Kapolri Sahkan, Mabes Polri Jadwalkan Sidang Banding FS

Fajarasia.co – Mabes Polri menjadwalkan sidang banding pelanggar kode etik Polri, yakni Irjen FS. Bahkan, Kapolri Jenderal Listyo Sigit Prabowo telah mengesahkan sidang banding kode etik Polri ini.

“Komisi banding saat ini sudah disahkan oleh bapak Kapolri. Dan direncanakan oleh Tim Khusus untuk pelaksanaan sidang banding itu, nanti Minggu depan,” kata Kadiv Humas Polri Irjen Dedi Prasetyo , Jumat(16/9/2022).

Komisis Kode Etik Polri memutuskan pemberhentian dengan tidak hormat (PTDH) Irjen FS, Jumat (26/8/2022). Selain FS, putusan sidang KKEP berikutnya juga menjatuhi sanksi PTDH terhadap empat perwira Polri.

Namun, Irjen Dedi belum mengatakan jadwal sidang banding empat perwira pelanggar kode etik Polri tersebut. “Baru satu (memori banding diterima, red) akan digelar Minggu depan, baru terkait (sidang banding, red) Irjen FS,” kata Dedi.

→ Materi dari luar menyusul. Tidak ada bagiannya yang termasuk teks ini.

PR #872, opened 2019-12-04
feat: change modifiers signature

FezVrasta:
Changes the modifiers signature to accept an object rather than multiple arguments.

This should make it easier to extend the API if needed.

### DIFF
--- a/src/index.js
+++ b/src/index.js
@@ -119,10 +119,10 @@ export function popperGenerator(generatorOptions: PopperGeneratorArgs = {}) {
           continue;
         }
 
-        const { fn, enabled, options } = state.orderedModifiers[index];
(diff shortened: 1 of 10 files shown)


src/index.js
```diff
@@ -122,7 +122,7 @@ export function popperGenerator(generatorOptions: PopperGeneratorArgs = {}) {
         const { fn, enabled, options } = state.orderedModifiers[index];
 
         if (enabled && typeof fn === 'function') {
-          state = fn((state: State), options);
+          state = fn({ state, options });
```
atomiks: Should we pass `name` for the dynamic name setting modifiersData I mentioned on Twitter?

Empat perwira dengan sanksi PTDH tersebut adalah Kompol CP, Kompol BW, Kombes AP, dan AKBP JRS. Irjen Dedi hanya menjelaskan, sidang banding empat perwira tersebut akan berproses.

“Sudah lengkap berkas Irjen FS. Sidang banding ini, jangan disamakan dengan sidang kode etik seperti lalu,” ujar Irjen Dedi.

Sebab, kata dia, sidang banding berupa rapat. “Rapat itu, nanti akan memutuskan kolektif kolegial, apakah menguatkan, dalam hal ini menerima atau menolak,” kata Irjen Dedi.

“Nanti kita tunggu Minggu depan. Ketua komisi (sidang banding, red) bintang tiga, nanti saya sampaikan,” ujar Irjen Dedi.

Tim Khusus Polri sebelumnya telah menetapkan Irjen FS sebagai tersangka pembunuhan berencana Brigadir J. Selain itu, Irjen FS juga ditetapkan sebagai tersangka penghalangan penyidikan pembunuhan Brigadri J.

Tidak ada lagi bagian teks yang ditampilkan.